__EXERCISE__. Every line of the data below is to be written out again exactly.

__EXERCISE DATA__.
▼

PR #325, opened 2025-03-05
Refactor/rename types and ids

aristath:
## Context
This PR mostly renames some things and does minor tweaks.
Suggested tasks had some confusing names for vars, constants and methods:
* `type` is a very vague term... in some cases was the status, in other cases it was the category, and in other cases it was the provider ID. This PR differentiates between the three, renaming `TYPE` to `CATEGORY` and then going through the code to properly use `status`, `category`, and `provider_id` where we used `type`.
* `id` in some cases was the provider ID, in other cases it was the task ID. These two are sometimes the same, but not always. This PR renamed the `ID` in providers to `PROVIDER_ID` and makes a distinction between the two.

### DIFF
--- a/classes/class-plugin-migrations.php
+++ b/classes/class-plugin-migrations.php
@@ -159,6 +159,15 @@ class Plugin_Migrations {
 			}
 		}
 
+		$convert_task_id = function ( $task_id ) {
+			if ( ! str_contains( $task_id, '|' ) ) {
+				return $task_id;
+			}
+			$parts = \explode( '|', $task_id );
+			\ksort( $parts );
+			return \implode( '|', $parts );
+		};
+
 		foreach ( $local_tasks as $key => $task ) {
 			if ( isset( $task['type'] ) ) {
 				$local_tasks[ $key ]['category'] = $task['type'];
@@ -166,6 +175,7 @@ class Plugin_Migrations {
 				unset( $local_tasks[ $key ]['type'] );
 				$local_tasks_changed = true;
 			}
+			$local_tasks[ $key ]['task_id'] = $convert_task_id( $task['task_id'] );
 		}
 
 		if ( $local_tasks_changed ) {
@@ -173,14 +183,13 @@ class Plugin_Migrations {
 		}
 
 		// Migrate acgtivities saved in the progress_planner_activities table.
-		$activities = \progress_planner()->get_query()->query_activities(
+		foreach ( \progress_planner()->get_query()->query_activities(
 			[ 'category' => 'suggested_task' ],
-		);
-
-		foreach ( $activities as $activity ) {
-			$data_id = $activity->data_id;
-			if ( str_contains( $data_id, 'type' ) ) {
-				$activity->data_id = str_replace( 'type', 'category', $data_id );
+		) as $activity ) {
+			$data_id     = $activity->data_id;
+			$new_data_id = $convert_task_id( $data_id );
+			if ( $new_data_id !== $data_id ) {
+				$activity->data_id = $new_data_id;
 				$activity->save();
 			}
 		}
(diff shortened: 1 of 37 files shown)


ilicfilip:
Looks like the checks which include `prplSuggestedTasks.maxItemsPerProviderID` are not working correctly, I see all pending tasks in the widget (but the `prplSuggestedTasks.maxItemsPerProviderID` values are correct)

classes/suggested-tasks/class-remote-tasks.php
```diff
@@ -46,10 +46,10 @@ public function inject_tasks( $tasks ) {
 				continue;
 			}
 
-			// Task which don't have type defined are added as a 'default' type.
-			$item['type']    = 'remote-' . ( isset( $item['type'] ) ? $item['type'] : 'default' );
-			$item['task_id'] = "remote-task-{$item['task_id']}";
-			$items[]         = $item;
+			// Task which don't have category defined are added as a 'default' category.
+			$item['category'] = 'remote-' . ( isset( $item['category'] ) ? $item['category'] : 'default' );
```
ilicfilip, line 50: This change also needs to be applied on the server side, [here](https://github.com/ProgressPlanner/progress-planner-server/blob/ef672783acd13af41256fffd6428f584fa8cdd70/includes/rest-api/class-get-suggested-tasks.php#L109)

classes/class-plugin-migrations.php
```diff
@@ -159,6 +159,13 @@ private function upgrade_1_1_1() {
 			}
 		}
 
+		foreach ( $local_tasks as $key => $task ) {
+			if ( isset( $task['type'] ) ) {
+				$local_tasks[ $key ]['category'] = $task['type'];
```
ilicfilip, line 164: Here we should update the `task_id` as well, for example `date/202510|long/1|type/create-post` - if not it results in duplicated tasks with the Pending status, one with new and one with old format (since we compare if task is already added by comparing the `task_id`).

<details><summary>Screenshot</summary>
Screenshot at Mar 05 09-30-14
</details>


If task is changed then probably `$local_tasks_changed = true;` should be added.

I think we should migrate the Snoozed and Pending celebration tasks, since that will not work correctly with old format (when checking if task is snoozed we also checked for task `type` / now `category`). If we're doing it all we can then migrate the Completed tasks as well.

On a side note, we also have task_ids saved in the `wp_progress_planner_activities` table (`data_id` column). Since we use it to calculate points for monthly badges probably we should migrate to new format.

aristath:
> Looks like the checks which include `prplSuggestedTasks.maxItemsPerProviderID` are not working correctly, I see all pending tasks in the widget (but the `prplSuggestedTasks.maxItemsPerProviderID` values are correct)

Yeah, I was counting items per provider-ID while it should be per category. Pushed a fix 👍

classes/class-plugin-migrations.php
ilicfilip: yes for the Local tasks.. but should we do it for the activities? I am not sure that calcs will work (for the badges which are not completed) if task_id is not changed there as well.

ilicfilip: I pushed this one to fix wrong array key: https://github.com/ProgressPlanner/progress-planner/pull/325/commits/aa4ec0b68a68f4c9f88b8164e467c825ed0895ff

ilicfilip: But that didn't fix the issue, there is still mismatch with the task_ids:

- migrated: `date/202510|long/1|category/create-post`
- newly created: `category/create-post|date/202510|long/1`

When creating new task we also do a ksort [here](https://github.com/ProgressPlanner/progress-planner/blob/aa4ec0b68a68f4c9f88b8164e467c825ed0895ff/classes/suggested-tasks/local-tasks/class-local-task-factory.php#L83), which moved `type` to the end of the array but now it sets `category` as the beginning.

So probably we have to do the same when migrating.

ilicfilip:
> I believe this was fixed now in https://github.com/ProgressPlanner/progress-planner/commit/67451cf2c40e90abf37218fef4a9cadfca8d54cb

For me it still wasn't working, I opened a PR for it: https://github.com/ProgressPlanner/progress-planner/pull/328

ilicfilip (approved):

▲

__OUTPUT OF THE EXERCISE__.
PR #325, opened 2025-03-05
Refactor/rename types and ids

aristath:
## Context
This PR mostly renames some things and does minor tweaks.
Suggested tasks had some confusing names for vars, constants and methods:
* `type` is a very vague term... in some cases was the status, in other cases it was the category, and in other cases it was the provider ID. This PR differentiates between the three, renaming `TYPE` to `CATEGORY` and then going through the code to properly use `status`, `category`, and `provider_id` where we used `type`.
* `id` in some cases was the provider ID, in other cases it was the task ID. These two are sometimes the same, but not always. This PR renamed the `ID` in providers to `PROVIDER_ID` and makes a distinction between the two.

### DIFF
--- a/classes/class-plugin-migrations.php
+++ b/classes/class-plugin-migrations.php
@@ -159,6 +159,15 @@ class Plugin_Migrations {
 			}
 		}
 
+		$convert_task_id = function ( $task_id ) {
+			if ( ! str_contains( $task_id, '|' ) ) {
+				return $task_id;
+			}
+			$parts = \explode( '|', $task_id );
+			\ksort( $parts );
+			return \implode( '|', $parts );
+		};
+
 		foreach ( $local_tasks as $key => $task ) {
 			if ( isset( $task['type'] ) ) {
 				$local_tasks[ $key ]['category'] = $task['type'];
@@ -166,6 +175,7 @@ class Plugin_Migrations {
 				unset( $local_tasks[ $key ]['type'] );
 				$local_tasks_changed = true;
 			}
+			$local_tasks[ $key ]['task_id'] = $convert_task_id( $task['task_id'] );
 		}
 
 		if ( $local_tasks_changed ) {
@@ -173,14 +183,13 @@ class Plugin_Migrations {
 		}
 
 		// Migrate acgtivities saved in the progress_planner_activities table.
-		$activities = \progress_planner()->get_query()->query_activities(
+		foreach ( \progress_planner()->get_query()->query_activities(
 			[ 'category' => 'suggested_task' ],
-		);
-
-		foreach ( $activities as $activity ) {
-			$data_id = $activity->data_id;
-			if ( str_contains( $data_id, 'type' ) ) {
-				$activity->data_id = str_replace( 'type', 'category', $data_id );
+		) as $activity ) {
+			$data_id     = $activity->data_id;
+			$new_data_id = $convert_task_id( $data_id );
+			if ( $new_data_id !== $data_id ) {
+				$activity->data_id = $new_data_id;
 				$activity->save();
 			}
 		}
(diff shortened: 1 of 37 files shown)


ilicfilip:
Looks like the checks which include `prplSuggestedTasks.maxItemsPerProviderID` are not working correctly, I see all pending tasks in the widget (but the `prplSuggestedTasks.maxItemsPerProviderID` values are correct)

classes/suggested-tasks/class-remote-tasks.php
```diff
@@ -46,10 +46,10 @@ public function inject_tasks( $tasks ) {
 				continue;
 			}
 
-			// Task which don't have type defined are added as a 'default' type.
-			$item['type']    = 'remote-' . ( isset( $item['type'] ) ? $item['type'] : 'default' );
-			$item['task_id'] = "remote-task-{$item['task_id']}";
-			$items[]         = $item;
+			// Task which don't have category defined are added as a 'default' category.
+			$item['category'] = 'remote-' . ( isset( $item['category'] ) ? $item['category'] : 'default' );
```
ilicfilip, line 50: This change also needs to be applied on the server side, [here](https://github.com/ProgressPlanner/progress-planner-server/blob/ef672783acd13af41256fffd6428f584fa8cdd70/includes/rest-api/class-get-suggested-tasks.php#L109)

classes/class-plugin-migrations.php
```diff
@@ -159,6 +159,13 @@ private function upgrade_1_1_1() {
 			}
 		}
 
+		foreach ( $local_tasks as $key => $task ) {
+			if ( isset( $task['type'] ) ) {
+				$local_tasks[ $key ]['category'] = $task['type'];
```
ilicfilip, line 164: Here we should update the `task_id` as well, for example `date/202510|long/1|type/create-post` - if not it results in duplicated tasks with the Pending status, one with new and one with old format (since we compare if task is already added by comparing the `task_id`).

<details><summary>Screenshot</summary>
Screenshot at Mar 05 09-30-14
</details>


If task is changed then probably `$local_tasks_changed = true;` should be added.

I think we should migrate the Snoozed and Pending celebration tasks, since that will not work correctly with old format (when checking if task is snoozed we also checked for task `type` / now `category`). If we're doing it all we can then migrate the Completed tasks as well.

On a side note, we also have task_ids saved in the `wp_progress_planner_activities` table (`data_id` column). Since we use it to calculate points for monthly badges probably we should migrate to new format.

aristath:
> Looks like the checks which include `prplSuggestedTasks.maxItemsPerProviderID` are not working correctly, I see all pending tasks in the widget (but the `prplSuggestedTasks.maxItemsPerProviderID` values are correct)

Yeah, I was counting items per provider-ID while it should be per category. Pushed a fix 👍

classes/class-plugin-migrations.php
ilicfilip: yes for the Local tasks.. but should we do it for the activities? I am not sure that calcs will work (for the badges which are not completed) if task_id is not changed there as well.

ilicfilip: I pushed this one to fix wrong array key: https://github.com/ProgressPlanner/progress-planner/pull/325/commits/aa4ec0b68a68f4c9f88b8164e467c825ed0895ff

ilicfilip: But that didn't fix the issue, there is still mismatch with the task_ids:

- migrated: `date/202510|long/1|category/create-post`
- newly created: `category/create-post|date/202510|long/1`

When creating new task we also do a ksort [here](https://github.com/ProgressPlanner/progress-planner/blob/aa4ec0b68a68f4c9f88b8164e467c825ed0895ff/classes/suggested-tasks/local-tasks/class-local-task-factory.php#L83), which moved `type` to the end of the array but now it sets `category` as the beginning.

So probably we have to do the same when migrating.

ilicfilip:
> I believe this was fixed now in https://github.com/ProgressPlanner/progress-planner/commit/67451cf2c40e90abf37218fef4a9cadfca8d54cb

For me it still wasn't working, I opened a PR for it: https://github.com/ProgressPlanner/progress-planner/pull/328

ilicfilip (approved):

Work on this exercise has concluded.